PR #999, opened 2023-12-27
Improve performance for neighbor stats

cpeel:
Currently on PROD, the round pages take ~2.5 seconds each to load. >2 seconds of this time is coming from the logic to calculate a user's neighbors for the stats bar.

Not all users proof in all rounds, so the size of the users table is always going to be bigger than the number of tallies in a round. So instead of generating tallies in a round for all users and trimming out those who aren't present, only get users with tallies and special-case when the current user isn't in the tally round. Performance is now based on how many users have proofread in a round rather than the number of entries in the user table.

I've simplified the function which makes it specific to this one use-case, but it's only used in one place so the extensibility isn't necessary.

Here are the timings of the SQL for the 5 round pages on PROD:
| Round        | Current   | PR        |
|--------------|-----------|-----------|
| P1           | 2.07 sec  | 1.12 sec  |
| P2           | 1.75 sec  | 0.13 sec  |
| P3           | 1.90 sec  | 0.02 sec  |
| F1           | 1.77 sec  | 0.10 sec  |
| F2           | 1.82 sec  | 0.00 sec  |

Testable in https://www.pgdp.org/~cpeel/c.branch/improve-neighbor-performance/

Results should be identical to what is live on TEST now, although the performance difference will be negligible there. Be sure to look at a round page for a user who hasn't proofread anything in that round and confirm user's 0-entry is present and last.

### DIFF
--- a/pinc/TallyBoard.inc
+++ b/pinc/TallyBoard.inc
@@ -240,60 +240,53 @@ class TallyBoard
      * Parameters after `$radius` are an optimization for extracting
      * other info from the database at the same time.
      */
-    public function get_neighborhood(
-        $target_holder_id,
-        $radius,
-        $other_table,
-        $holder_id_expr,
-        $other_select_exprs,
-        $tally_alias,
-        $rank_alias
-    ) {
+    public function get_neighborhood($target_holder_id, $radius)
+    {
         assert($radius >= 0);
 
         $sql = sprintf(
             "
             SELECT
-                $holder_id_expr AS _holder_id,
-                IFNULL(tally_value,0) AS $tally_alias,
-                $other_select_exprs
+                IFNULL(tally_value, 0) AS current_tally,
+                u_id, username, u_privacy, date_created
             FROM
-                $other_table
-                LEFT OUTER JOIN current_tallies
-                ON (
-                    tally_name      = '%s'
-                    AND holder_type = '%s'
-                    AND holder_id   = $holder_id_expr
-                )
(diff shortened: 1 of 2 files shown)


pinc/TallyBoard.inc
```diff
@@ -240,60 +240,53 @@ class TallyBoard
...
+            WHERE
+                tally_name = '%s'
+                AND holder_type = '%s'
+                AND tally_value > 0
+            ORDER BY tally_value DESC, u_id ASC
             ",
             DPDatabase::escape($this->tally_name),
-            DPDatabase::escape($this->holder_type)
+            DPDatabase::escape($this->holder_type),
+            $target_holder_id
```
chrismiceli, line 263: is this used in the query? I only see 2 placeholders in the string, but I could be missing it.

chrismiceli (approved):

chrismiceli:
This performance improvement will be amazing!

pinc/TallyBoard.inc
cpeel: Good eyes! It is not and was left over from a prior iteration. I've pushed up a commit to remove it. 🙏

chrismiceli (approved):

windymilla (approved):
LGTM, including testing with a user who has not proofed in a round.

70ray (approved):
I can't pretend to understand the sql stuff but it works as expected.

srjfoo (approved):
######
Transcribe each record exactly as it is written above.

PR #999, opened 2023-12-27
Improve performance for neighbor stats

cpeel:
Currently on PROD, the round pages take ~2.5 seconds each to load. >2 seconds of this time is coming from the logic to calculate a user's neighbors for the stats bar.

Not all users proof in all rounds, so the size of the users table is always going to be bigger than the number of tallies in a round. So instead of generating tallies in a round for all users and trimming out those who aren't present, only get users with tallies and special-case when the current user isn't in the tally round. Performance is now based on how many users have proofread in a round rather than the number of entries in the user table.

I've simplified the function which makes it specific to this one use-case, but it's only used in one place so the extensibility isn't necessary.

Here are the timings of the SQL for the 5 round pages on PROD:
| Round        | Current   | PR        |
|--------------|-----------|-----------|
| P1           | 2.07 sec  | 1.12 sec  |
| P2           | 1.75 sec  | 0.13 sec  |
| P3           | 1.90 sec  | 0.02 sec  |
| F1           | 1.77 sec  | 0.10 sec  |
| F2           | 1.82 sec  | 0.00 sec  |

Testable in https://www.pgdp.org/~cpeel/c.branch/improve-neighbor-performance/

Results should be identical to what is live on TEST now, although the performance difference will be negligible there. Be sure to look at a round page for a user who hasn't proofread anything in that round and confirm user's 0-entry is present and last.

### DIFF
--- a/pinc/TallyBoard.inc
+++ b/pinc/TallyBoard.inc
@@ -240,60 +240,53 @@ class TallyBoard
      * Parameters after `$radius` are an optimization for extracting
      * other info from the database at the same time.
      */
-    public function get_neighborhood(
-        $target_holder_id,
-        $radius,
-        $other_table,
-        $holder_id_expr,
-        $other_select_exprs,
-        $tally_alias,
-        $rank_alias
-    ) {
+    public function get_neighborhood($target_holder_id, $radius)
+    {
         assert($radius >= 0);
 
         $sql = sprintf(
             "
             SELECT
-                $holder_id_expr AS _holder_id,
-                IFNULL(tally_value,0) AS $tally_alias,
-                $other_select_exprs
+                IFNULL(tally_value, 0) AS current_tally,
+                u_id, username, u_privacy, date_created
             FROM
-                $other_table
-                LEFT OUTER JOIN current_tallies
-                ON (
-                    tally_name      = '%s'
-                    AND holder_type = '%s'
-                    AND holder_id   = $holder_id_expr
-                )
(diff shortened: 1 of 2 files shown)


pinc/TallyBoard.inc
```diff
@@ -240,60 +240,53 @@ class TallyBoard
...
+            WHERE
+                tally_name = '%s'
+                AND holder_type = '%s'
+                AND tally_value > 0
+            ORDER BY tally_value DESC, u_id ASC
             ",
             DPDatabase::escape($this->tally_name),
-            DPDatabase::escape($this->holder_type)
+            DPDatabase::escape($this->holder_type),
+            $target_holder_id
```
chrismiceli, line 263: is this used in the query? I only see 2 placeholders in the string, but I could be missing it.

chrismiceli (approved):

chrismiceli:
This performance improvement will be amazing!

pinc/TallyBoard.inc
cpeel: Good eyes! It is not and was left over from a prior iteration. I've pushed up a commit to remove it. 🙏

chrismiceli (approved):

windymilla (approved):
LGTM, including testing with a user who has not proofed in a round.

70ray (approved):
I can't pretend to understand the sql stuff but it works as expected.

srjfoo (approved):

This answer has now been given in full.